O músico Tony Câmara dá um tempo nas gravações do novo álbum – chamado “Aos Mestres”, mesmo título do DVD lançado no ano passado – para realizar esse show acústico, “intimista”, que a Comedoria Gourmet está divulgando para esta quinta-feira (19), a partir das 20h, dentro do projeto musical da casa que vem sendo produzido semanalmente pelo guitarrista Ricardo Lopes e pelo dono do restaurante, Luiz Guzman.
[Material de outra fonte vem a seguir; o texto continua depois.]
PR #4572, opened 2025-11-04
sdk(rust): Update chain IDs

johnsaigle:
- Adds new chain IDs
- Removes old chain IDs with deprecation comment similar to Go SDK
- Bumps Cargo.toml to a new major version for related crates as this represents a breaking change for previous versions


johnsaigle:
#4573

“É somente eu e a viola [violão], mas eu quero provocar. É para as pessoas criarem um movimento – é para se mexer, para dançar”, afirma Tony Câmara, que há 15 anos dedica-se a “música espiritualizada”, compondo mantras e hinos de louvor.
Sim, os mantras e hinos de Tony Câmara são irresistivelmente dançantes, com essa pegada que mesmo da música nordestina que ele sempre fez, de coco e embolada. “Sim, continuamos tocando coco, embolada, isso traz iluminação, faz parte do repertório de luz.”
Membro do grupo religioso Centro Beneficente São Francisco de Assis, o músico diz que o repertório é de meditação. Mas que o balanço está lá. Eis a nova sonoridade de Tony Câmara: alegre, dançante, totalmente para cima. “Não tem tropicalismo nem bossa nova, é bem caboclo, juremeiro, yogue”, ele explica, espiritualmente falando.
O ritual do centro beneficente do qual esse excelente compositor e instrumentista participa inclui a ingestão do chá de ayahuasca, que é uma combinação de certo tipo de cipó com uma mistura de ervas, encontrados na Amazônia. A porção, conhecida, também, como daime, é usada nos ritos de vários grupos baseados em pajelança, espiritismo e catolicismo. Nesses anos todos de pesquisa em busca de uma sonoridade espiritual, Câmara tornou-se yogue (instrutor), amadurecendo musicalmente como um George Harrison dos trópicos caetés.
“A gente passou um tempo viajando, pesquisando, vivenciando com o nosso guru e criando”, ele conta, avisando que o dinheiro arrecadado em shows vai, também, “para obras de caridade do centro”. “Nós entregamos a sopa, com pão e café, na favela José Aprígio. Fica entre o conjunto Carminha e a Garça Torta [região do litoral norte da capital]. Integramos, também, uma ONG, Arte da Paz, que ajuda nessa atividade.”
Ótima oportunidade para conferir o trabalho desse belo artista, tão inspirado quanto inspirador. Atualmente gravando o CD “Aos Mestres”, diz estar fazendo “uma fusão sonora, buscando o experimentalismo”. “Esse álbum indicará o caminho que vamos seguir daqui para frente. Tem mantra com sanfona, zabumba e triângulo. E tem hino da floresta com bateria, baixo e guitarra”, revela o músico, avisando que lá na Comedoria Gourmet o público pode pedir, sim, um Alceu Valença e um Geraldo Azevedo que ele fará “com o maior prazer”.